И представил себе: солнце закатное, храм Василия Блаженного, а мимо храма, вниз, с холма, с клюкой, черный, старый… идет. Уходит!
Сердце билось воровской, подлой радостью, но больше этой кривой радости, больше сердца была затосковавшая, защемившая горькой болью душа.
Молодость ушла. Надежды ушли. Великое ушло. И будет теперь жизнь. По своему хотению.
– Обедать пора, государь, – сказал Ртищев.
– Пошли пообедаем. Никон уж небось за обе щеки лопает.
Замутило от нечаянной сей жабы, шмякнулось из уст, и некуда глаза девать.

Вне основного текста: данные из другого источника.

PR #1020, opened 2024-04-24
error tblite/ptb + solvation

Albkat:


src/prog/main.F90
```diff
@@ -224,6 +224,14 @@ subroutine xtbMain(env, argParser)
       call parseArguments(env, argParser, xcontrol, fnv, lgrad, &
          & restart, gsolvstate, strict, copycontrol, coffee, printTopo, oniom, dipro, tblite)
 
+      
+      ! TEMPORARY: no solvation available for PTB and tblite !
+      if (set%mode_extrun == p_ext_tblite .or. set%mode_extrun == p_ext_ptb) then
+         if (allocated(set%solvInput%solvent)) then
+            call env%error("Solvation is not implemented for PTB/tblite", source)
```
MtoLStoN, line 231: As this is in main, this could be a direct env%terminate instead of a raised error that will terminate at the next checkpoint.

Albkat: That is a good suggestion.
I would still merge this as it is, because the `xtbMain`  will be refactored next week.

PR #1060, opened 2024-06-24
Detect ifx (intel-llvm) when determining compiler settings

TyBalduf:
* Use `fc_id` throughout meson.build, rather than repeatedly calling `fc.get_id()`.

– Собака мне сегодня приснилась! – вспомнил вдруг государь. – Здоровенная собака. За ногу меня укусила.
24
Никон пробудился так поздно, что и в детстве по стольку не спал.
Полдень.
Вопрошающе уставился на Иову, но Иова ждал, что ему приказано будет. Значит, сказать нечего, от царя не приезжали.
– Вели лошадей закладывать, – распорядился Никон, становясь на молитву.
– Далеко ли ехать?
– В Иерусалим!
– За книгами, за ризами, за бельем послать ли на патриарший двор?

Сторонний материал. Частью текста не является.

PR #1061, opened 2024-07-02
Fixes #1054 by ensuring thread savety of hessian calculations with GFN-FF

### LINKED ISSUE #1054: Hessian calculations with GFN-FF fail
**Describe the bug**
Attempting to run different types of Hessian calculations (`--hess`, `--bhess`, `--ohess`) in combination with GFN-FF leads to crashes, even with an optimized starting geometry.

**To Reproduce**

1. happens with input file `c2h4.xyz` in the attached archive [hess.zip](https://github.com/user-attachments/files/15903475/hess.zip)
2. start `xtb` (binary release 6.7.0 from GitHub) with any of the following options:
    ```
    xtb c2h4.xyz --hess --gfnff --verbose >stdout 2>stderr
    xtb c2h4.xyz --bhess --gfnff --verbose >stdout 2>stderr
    xtb c2h4.xyz --ohess --gfnff --verbose >stdout 2>stderr
    ```
3. output showing the failed calculations for all three variants in the archive attached

**Expected behaviour**
Successful Hessian calculations with GFN-FF.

– То все не мое. Я – не патриарх. Сыщи мне иноческую ряску. С меня довольно будет.
Лошадей подали так быстро, что Никон рассердился.

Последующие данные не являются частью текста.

PR #1071, opened 2024-07-30
Add Hessian to C-api

TyBalduf:
Adds an API interface to the calculator type's `hessian` method. Unlike the underlying method, the parameters (e.g. step size and list of atoms to include) and other return values (dipole gradient) are all optional.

– Торопятся меня выпроваживать! А ну как я вернусь? Пусть обед подадут.
Обед был прост. Никон щами побрезговал, гречневая каша горло ему драла, а квас перекис. Кашу сварили заново, вместо кваса подали взвар из сухих груш. Никон покорно ждал… Не каши – царского вестника. Но каша сварилась, а царь к патриарху ни боярина, ни простого слугу прислать не догадался.
– Поехали! – сказал Никон и сел есть кашу.
– Поехали! – сказал он опять и, открыв книгу, зачитался.
То была «Иудейская война».
«…Болезнь охватила все его тело и в отдельных частях его причиняла ему самые разнообразные страдания, – читал Никон. – Лихорадка не была так сильна, но на всей поверхности кожи он испытывал невыносимый зуд, а в заднепроходной кишке – постоянные боли; на ногах у него образовались отеки, как у людей, одержимых водобоязнью, на животе – воспаления, а в срамной области – гниющая язва, которая плодила червей…»
– Так умирал Ирод, – сказал Никон, и взгляд его стал как тьма.
Сидел неподвижно, и только пальцы ощупывали прочитанное место, словно через буквы можно было дотронуться до плоти иудейского мерзостного царя.
«Мудрецы объясняли его болезнь небесной карой за смерть законоучителей», – прочитал Никон и встал.
– Поплачут еще!.. Поехали.
Борис Иванович Морозов в шубе и в шапке сидел за своим столом и мерз. Приказывать затопить печи – дворню перепугать: свихнулся Борис Иванович. Целую неделю жара, в деревнях дождя крестными ходами у Бога вымаливают…
К делам было такое отвращение, что все бумаги, расходные и приходные книги с глаз долой – запер в ларцы. Чудилось, от бумаг рыбой несет – не светлица, а рыбный ряд.
Спасаясь от наваждения, Борис Иванович приказал принести в светлицу цветов и сердито покрикивал, когда его спрашивали, довольно ли. Лавки, подоконники, ларцы, пол, кроме дорожки до двери, заставили горшками, и в тех горшках был весь сад, все луговое московское лето.
Но цветы удивили и обрадовали на одно мгновение. Люди, чредой идущие перед внутренним взором, отвели глаза. Люди были болезнью старца. Жалкие, корыстные, с их неустанной ложью изо дня в день, из года в год, из века в век.
Угнетала беспомощность, некого было научить правильной жизни, правильному благородному правлению государством. Около царя – ни одного совестливого человека. Кого ни возьми, свой роток ближе, нежели царский. Ради себя, любимых, царю служат. Один Ордин-Нащокин безупречен, но дурак.
Посылал Борис Иванович полковника Лазорева на Украину. Охранял обоз с поташом. Привез умница Лазорев песенку, не поленился, записал.